Sophie Périabe (Avec le tableau de bord sur les addictions à la Réunion réalisé par l’ORS)


Les demandes d’exclusion des casinos ont triplé en 2 ans

Les jeux de hasard et d’argent sont aussi considérés comme des addictions, et on peut dire que dans notre île, le contexte est propice aux comportements à risques. Résultats : - Les Réunionnais dépensent plus d’argent aux jeux de loterie, de tirage et de grattage : 3,2 euros en moyenne chaque semaine contre 2,8 euros en Métropole. - Les Réunionnais misent également plus d’argent pour les courses de chevaux : 216 euros par an contre 143 euros en Métropole. - Le nombre de demandes d’exclusion de casinos a fortement augmenté en 2007 : 135 joueurs réunionnais ont demandé à être exclus des casinos en 2007, estimant avoir un comportement à risques, compulsif vis-à-vis des jeux. Les chiffres ont quasiment triplé en 2 ans (54 demandes en 2005).

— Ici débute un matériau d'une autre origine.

PR #16141, opened 2024-11-03
ports/unix: Add raw REPL support.

glenn20:
### Summary

Add raw REPL support to the unix port. This make it possible to connect to a unix micropython instance using mpremote and utilise the functionality of the raw REPL. This is useful for debugging and CI tests of mpremote and related tools.

For example, one can run micropython behind a PTY with `socat` and connect to the slave pty (as if it were a serial port) with `mpremote`:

Un plan gouvernemental de prise en charge et de prévention des addictions 2008-2011

Adopté le 8 juillet 2008, le nouveau Plan gouvernemental de lutte contre les drogues et les toxicomanies s’est fixé l’horizon 2011 pour faire reculer les consommations de drogues illicites et les consommations excessives d’alcool en France. Le nouveau plan repose d’abord sur une extension du domaine de la prévention, en élargissant ce registre aux mesures pouvant avoir un effet dissuasif sur les consommations : renforcement de la confiance des adultes dans leur capacité à protéger les plus jeunes des consommations ou des modes de consommations dangereux, via notamment une campagne d’information, mise en place des stages de sensibilisation aux dangers de l’usage de produits stupéfiants, réduction de l’offre d’alcool aux mineurs pour lutter contre le “binge drinking” (alcoolisation massive express). Le plan prévoit également de conduire des actions contre la culture illicite de cannabis et l’offre de drogues sur Internet, avec la mise en place - au niveau européen - d’une structure permettant de mieux gérer les biens criminels saisis, de renforcer la coopération policière et douanière, y compris aux frontières de l’Union Européenne avec les pays de la région Méditerranée. Enfin, le plan diversifie le dispositif de prise en charge sanitaire et sociale des addictions en ciblant les populations exposées et vulnérables, et notamment au risque de contamination de l’hépatite C, tout en étudiant, dans une démarche pluridisciplinaire, les différentes causes de ces parcours. Nourri de l’évaluation du plan 2004-2008 et de la consultation des principaux acteurs associatifs, il comprend 193 mesures dont 38 dans le domaine de la prévention et de la communication, 41 dans le domaine de l’application de la loi, 69 dans le domaine des soins et de la réduction des risques associés aux usages, 30 dans le domaine de la formation et de la recherche et 15 mesures au plan international. Le budget prévu pour l’exécution du nouveau plan s’élève à 87,5 millions d’euros sur 4 ans.